Gun Owners of the World – Unite!

(This commentary has also been published at

By Gerard Valentino

The flap over Jim Zumbo’s comments about so-called assault weapons brought the rift among gun owners into the public spotlight. Although Zumbo apologized, his comments show that some gun owners, and advocacy groups, are content to fight their own battle against gun confiscation unaware of the danger that poses for the movement as a whole.

Instead of only being concerned with protecting shotguns, pistols or target rifles from future legislative bans all gun owners should work for everyone’s individual right to bear arms. While specific advocacy groups have their place under the pro-gun umbrella each should fight, at all costs, legislation that bans any gun regardless of is use. Despite claims to the contrary, it is accepted that anti-gunners want to confiscate all guns, not just evil so-called assault weapons or Saturday night specials.

That means when a specific type of gun is banned it makes such a law seem reasonable, especially if every gun group doesn’t speak out against the ban.

Groups like the National Rifle Association do a great job of fighting federal bans and do wade into state gun battles; however, they often lack the specific knowledge of the inner workings of state government. There also isn’t time for their advocates to create the type of binding relationships that state level activists can forge through volunteering for campaigns and being in contact with their state representatives.

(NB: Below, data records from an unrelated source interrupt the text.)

PR #842, opened 2022-05-16
[CS-3836]: Remove dead code 

danibonilha:
### Description

It cleans old functionality (partially like swap, uniswap, savings), add cash, rainbow context, old components, old  coing hidden/pinned gesture and animations from old navigation. Migrates stuff that used context unnecessarily, like `InvalidPaste`, fixes the wallet connect non navigating issue, updates firebase pod deps.
There are lot's of things still to be improved, but the goal of this one, is to remove as much as possible, without breaking anything else.


src/components/send/SendAssetList.js
```diff
@@ -54,47 +54,15 @@ export default class SendAssetList extends React.Component {
...
-      smallBalances = assets.pop();
-      shitcoins = smallBalances.assets;
-    }
+    const { allAssets, nativeCurrency, network, savings, collectibles } = props;
 
-    if (assets[assets.length - 1].coinDivider) {
-      assets.pop(); // removes not needed coin divider
-    }
+    const { assets } = buildCoinsList(allAssets, nativeCurrency, true);
+    let shitcoins = [];
```
oidoug, line 60: nit: Is `shitcoins` referring to altcoins? It would be nice to rename them.

src/hooks/useInvalidPaste.ts
```diff
@@ -0,0 +1,30 @@
...
+  }, [isInvalidPaste, unsetInvalid, startTimeout, stopTimeout]);
+
+  // 🚪️ Reset isInvalidPaste when we leave the screen
+  useEffect(() => () => unsetInvalid(), [unsetInvalid]);
+
+  return {
+    isInvalidPaste,
+    onInvalidPaste,
+  };
+}
```
oidoug: nit: since you converted to TS, isn't it better to move to cardstack's hooks folder?

oidoug (approved):
Amazing! I'm impressed by how much stuff you removed, excellent job!
I left a minor nit.

src/components/send/SendAssetList.js
danibonilha: I've actually have no idea what are `shitcoins`,  we might not even need it , but the conditions on this sendAssetList are pretty complex, so I'll add a ticket to refactor the way the coins list is built and we can simplify and remove this.

PR #843, opened 2022-05-17
[Fix] Padding issue when Notice not visible.

oidoug:
### Description

On the last Service Notice update, the padding was moved and it was always present even when the banner wasn't visible.

### Checklist

### Screenshots

Screenshot


paulinhapenedo (approved):
Makes sense to me by looking at the code. I mean, if the item can be hidden (assuming that by the `isVisible` prop), then the padding for it should be put in the component itself, not in its container.

danibonilha (approved):

PR #844, opened 2022-05-17
[CS-3880] Beta test remote config and feature prepaid card drop config value

oidoug:
### Description

This PR adds a way for setting a user property that enables BETA configurations in Remote Config and adds a new feature flag for prepaid card drop.

ATM the flag is set to true for when version 1.1.3

- [x] Completes #(CS-3880)

### Checklist

### Screenshots

How to enable BETA in Firebase console.

https://user-images.githubusercontent.com/129619/168864601-4be6ab3e-2bc4-4b3d-8d89-b3a060539150.mov


src/components/AppVersionStamp.tsx
```diff
@@ -2,27 +2,52 @@ import React, { memo, useCallback, useRef } from 'react';
...
+
     numberOfTaps.current++;
 
     if (numberOfTaps.current === parseInt(VERSION_TAP_COUNT)) {
-      // trigger some feature
+      numberOfTaps.current = 0;
+      try {
+        await setUserAccessType(UserAccessType.BETA);
+        await forceFetch();
+        setToast({ label: `User now part of ${UserAccessType.BETA} access.` });
```
danibonilha: Nice extraction to create a reusable bottomToast, I'm not so sure though about this `setToast` method, couldn't it follow the same pattern as the copyToast one ? 

```tsx
const { ToastComponent, showToast: showBetaToast } = useToast({ label: `User now part of ${UserAccessType.BETA} access.`});

// then 

await forceFetch();
showBetaToast();
```

Or even better, we could make the `useToast` consistent with not receiving any params, and add a `showToast` function that receives the label param, but this would require to update the useCopyToast too, if there's any doubts DM me

danibonilha (approved):
Overall it looks good, personally I think the `setToast`  might be a unnecessary, but if there's a good reason to keep it, it's okay

cardstack/src/hooks/useToast.tsx
```diff
@@ -0,0 +1,71 @@
...
+
+interface ToastProps {
+  label?: string;
+  duration?: number;
+}
+
+const toastBottomPosition = screenHeight * 0.1;
+const defaultDuration = 2000;
+
+export const useToast = ({
```
danibonilha: nit: we could consider renaming this to `useBottomToast`  since it's hardcoded to come from the bottom

src/components/AppVersionStamp.tsx
oidoug: I wanted it to be flexible to use both ways, but I see it's a bit too much. So it's better to set it in the showToast call, otherwise, some components using it would need to keep a local state for the params, to update the toast.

Due to the lack of a unifying force at the state level we’re left with a gaggle of competing gun groups each pursuing their own interest without an attempt to work together. Even more of a problem is when one pro-gun group openly attacks another to their membership or to the media.

There is also a distinction made between pro-hunting groups and pro-gun groups among the membership of both and the media. That often leads to disagreements when it comes time to make compromises on gun bills with one or the other willing to trade away the rights of the other to keep their pet issues from being trampled.

It’s easy to say that pro-hunting, pro-gun and pro-concealed carry groups should simply bury the hatchet and work as one to protect everyone’s rights. But, people inside each movement know that isn’t as easy as it might seem to the uninformed non-activist gun owner. All they see is bickering among groups that claim to support the same issue and are left confused. Many then never take the initiative to wade into the fight themselves.

Gun owners and the pro-gun movement’s problems are based in the success they’ve seen since the 1994 Republican revolution. Since that time legal concealed carry laws have swept the nation, the ill-conceived Clinton assault weapons ban expired and many attributed Al Gore’s loss in the 2000 presidential election to his anti-gun stance. That success, however, created many of the rifts currently plaguing the movement since many hunters now feel their guns are safe.

In contrast self-defense shooters have seen many of their guns banned by state level assault weapons laws or even by municipal decree. Many self-defense advocates feel betrayed by pro-hunting organizations that didn’t way into the fray over the state level gun bans leading to bad blood and a weakening of lobbying power. The average legislator doesn’t see the difference between guns for hunting or guns for self-defense, and when they receive mixed messages it often makes them unsure how to vote.

Even pro-gun legislators are unnerved by dissention among gun advocates, especially when one group is saying a piece of legislation is acceptable and another is saying it isn’t. When that happens, a shrewd elected official sides with the group opposing the bill since it is easier to explain that decision and less likely someone can hang the anti-gun tag on them.

Now, as HR1022, a far reaching assault weapons ban continues to gain sponsors in Congress; it just might be the unifying factor desperately needed by the pro-gun movement. Even though many in the hunting and shooting sports don’t believe the ban is directed at their guns, the bill’s wording puts the ownership of pump shotguns, semi-automatic shotguns and even basic target pistols at risk.

That means all factions of the pro-gun movement are likely to unite against the bill, leading to a desperately needed mending of the fences. The bill will also reenergize activists that believed the gun debate was over and the anti-gun side was incapable of mounting a legitimate challenge, either in the legislature or at the ballot box.

Now, gun owners know the battle is on. Let’s hope for the sake of our Second Amendment rights they put the bickering behind them and fight to protect our most valued and sacred right to bear arms. To do otherwise would be a sad chapter in the never ending crusade to protect individual rights.

Gerard Valentino the Central Ohio Chair for Buckeye Firearms Association,, is a professional freelance writer in Columbus, Ohio.